▶ _Exercise goal_:
When you reach the line containing "fulder: Hard and", begin copying exactly, and keep going through the last line of the records below, copying nothing before it.

Collected data
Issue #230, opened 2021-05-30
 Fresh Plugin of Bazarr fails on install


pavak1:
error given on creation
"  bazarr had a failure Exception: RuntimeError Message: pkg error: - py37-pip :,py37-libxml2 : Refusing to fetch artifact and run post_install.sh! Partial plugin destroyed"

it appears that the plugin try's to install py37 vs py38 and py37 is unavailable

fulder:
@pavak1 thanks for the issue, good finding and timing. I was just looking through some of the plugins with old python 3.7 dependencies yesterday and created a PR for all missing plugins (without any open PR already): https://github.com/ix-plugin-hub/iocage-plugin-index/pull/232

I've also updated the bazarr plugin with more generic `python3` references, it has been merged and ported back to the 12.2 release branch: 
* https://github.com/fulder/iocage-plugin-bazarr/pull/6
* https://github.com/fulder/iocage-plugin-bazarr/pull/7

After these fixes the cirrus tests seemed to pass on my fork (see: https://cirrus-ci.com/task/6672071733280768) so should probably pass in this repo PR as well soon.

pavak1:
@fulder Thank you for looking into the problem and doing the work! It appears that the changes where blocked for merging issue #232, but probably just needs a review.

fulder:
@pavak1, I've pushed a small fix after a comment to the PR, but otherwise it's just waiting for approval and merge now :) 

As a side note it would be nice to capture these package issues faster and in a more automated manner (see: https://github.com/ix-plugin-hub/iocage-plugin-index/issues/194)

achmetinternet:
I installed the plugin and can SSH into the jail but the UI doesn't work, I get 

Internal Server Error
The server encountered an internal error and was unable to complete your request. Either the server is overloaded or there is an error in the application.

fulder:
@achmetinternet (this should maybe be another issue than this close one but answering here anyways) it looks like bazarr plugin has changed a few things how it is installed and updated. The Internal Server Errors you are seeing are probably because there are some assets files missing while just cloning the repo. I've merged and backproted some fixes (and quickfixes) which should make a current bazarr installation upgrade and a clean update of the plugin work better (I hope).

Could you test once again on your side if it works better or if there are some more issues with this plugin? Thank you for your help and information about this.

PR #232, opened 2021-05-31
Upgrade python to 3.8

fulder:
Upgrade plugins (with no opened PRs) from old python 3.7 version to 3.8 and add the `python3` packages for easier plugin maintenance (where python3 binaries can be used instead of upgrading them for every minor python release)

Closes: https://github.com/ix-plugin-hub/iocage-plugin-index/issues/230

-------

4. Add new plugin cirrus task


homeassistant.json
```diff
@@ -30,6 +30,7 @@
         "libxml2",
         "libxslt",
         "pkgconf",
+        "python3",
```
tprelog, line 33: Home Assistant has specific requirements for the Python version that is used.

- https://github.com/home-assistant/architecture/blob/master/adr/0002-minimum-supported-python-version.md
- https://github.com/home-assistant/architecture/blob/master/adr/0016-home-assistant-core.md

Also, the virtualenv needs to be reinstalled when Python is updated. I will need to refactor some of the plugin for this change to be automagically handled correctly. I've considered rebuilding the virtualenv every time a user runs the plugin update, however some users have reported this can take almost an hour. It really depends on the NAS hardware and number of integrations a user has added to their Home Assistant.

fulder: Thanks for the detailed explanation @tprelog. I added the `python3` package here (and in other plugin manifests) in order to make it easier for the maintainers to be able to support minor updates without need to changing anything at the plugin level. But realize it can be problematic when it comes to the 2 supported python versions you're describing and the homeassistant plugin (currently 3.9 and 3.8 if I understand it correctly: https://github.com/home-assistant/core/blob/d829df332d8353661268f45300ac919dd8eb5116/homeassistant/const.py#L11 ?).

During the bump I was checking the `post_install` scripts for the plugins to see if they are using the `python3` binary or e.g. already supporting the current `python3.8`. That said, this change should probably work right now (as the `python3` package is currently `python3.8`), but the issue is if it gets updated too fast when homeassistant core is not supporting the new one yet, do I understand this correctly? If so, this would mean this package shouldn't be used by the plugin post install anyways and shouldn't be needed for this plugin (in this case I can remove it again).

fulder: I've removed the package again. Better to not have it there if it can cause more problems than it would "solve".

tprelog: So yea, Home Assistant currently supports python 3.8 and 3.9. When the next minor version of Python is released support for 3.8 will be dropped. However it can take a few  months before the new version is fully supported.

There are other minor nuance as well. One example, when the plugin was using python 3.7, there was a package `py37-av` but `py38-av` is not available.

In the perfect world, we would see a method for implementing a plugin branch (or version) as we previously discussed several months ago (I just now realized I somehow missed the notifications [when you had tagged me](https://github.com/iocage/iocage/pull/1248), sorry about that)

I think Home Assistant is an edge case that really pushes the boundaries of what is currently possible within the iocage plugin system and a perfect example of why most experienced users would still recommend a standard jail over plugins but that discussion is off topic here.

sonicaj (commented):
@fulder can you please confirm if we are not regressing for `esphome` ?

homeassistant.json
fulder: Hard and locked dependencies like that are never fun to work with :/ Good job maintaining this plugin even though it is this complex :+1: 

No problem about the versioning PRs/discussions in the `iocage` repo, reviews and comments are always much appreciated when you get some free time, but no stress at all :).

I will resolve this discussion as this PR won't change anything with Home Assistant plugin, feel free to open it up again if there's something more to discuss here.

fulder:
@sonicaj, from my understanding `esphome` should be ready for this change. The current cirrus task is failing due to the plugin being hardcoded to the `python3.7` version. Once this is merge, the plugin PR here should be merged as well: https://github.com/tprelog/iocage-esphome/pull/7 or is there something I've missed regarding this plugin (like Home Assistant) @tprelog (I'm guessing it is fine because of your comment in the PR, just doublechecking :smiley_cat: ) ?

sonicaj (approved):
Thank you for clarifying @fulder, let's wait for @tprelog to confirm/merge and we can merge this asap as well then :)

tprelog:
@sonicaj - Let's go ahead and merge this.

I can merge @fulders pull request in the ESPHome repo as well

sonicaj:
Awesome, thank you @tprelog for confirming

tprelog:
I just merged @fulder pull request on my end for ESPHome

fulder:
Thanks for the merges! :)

▶ _Answer to the problem_:
fulder: Hard and locked dependencies like that are never fun to work with :/ Good job maintaining this plugin even though it is this complex :+1: 

No problem about the versioning PRs/discussions in the `iocage` repo, reviews and comments are always much appreciated when you get some free time, but no stress at all :).

I will resolve this discussion as this PR won't change anything with Home Assistant plugin, feel free to open it up again if there's something more to discuss here.

fulder:
@sonicaj, from my understanding `esphome` should be ready for this change. The current cirrus task is failing due to the plugin being hardcoded to the `python3.7` version. Once this is merge, the plugin PR here should be merged as well: https://github.com/tprelog/iocage-esphome/pull/7 or is there something I've missed regarding this plugin (like Home Assistant) @tprelog (I'm guessing it is fine because of your comment in the PR, just doublechecking :smiley_cat: ) ?

sonicaj (approved):
Thank you for clarifying @fulder, let's wait for @tprelog to confirm/merge and we can merge this asap as well then :)

tprelog:
@sonicaj - Let's go ahead and merge this.

I can merge @fulders pull request in the ESPHome repo as well

sonicaj:
Awesome, thank you @tprelog for confirming

tprelog:
I just merged @fulder pull request on my end for ESPHome

fulder:
Thanks for the merges! :)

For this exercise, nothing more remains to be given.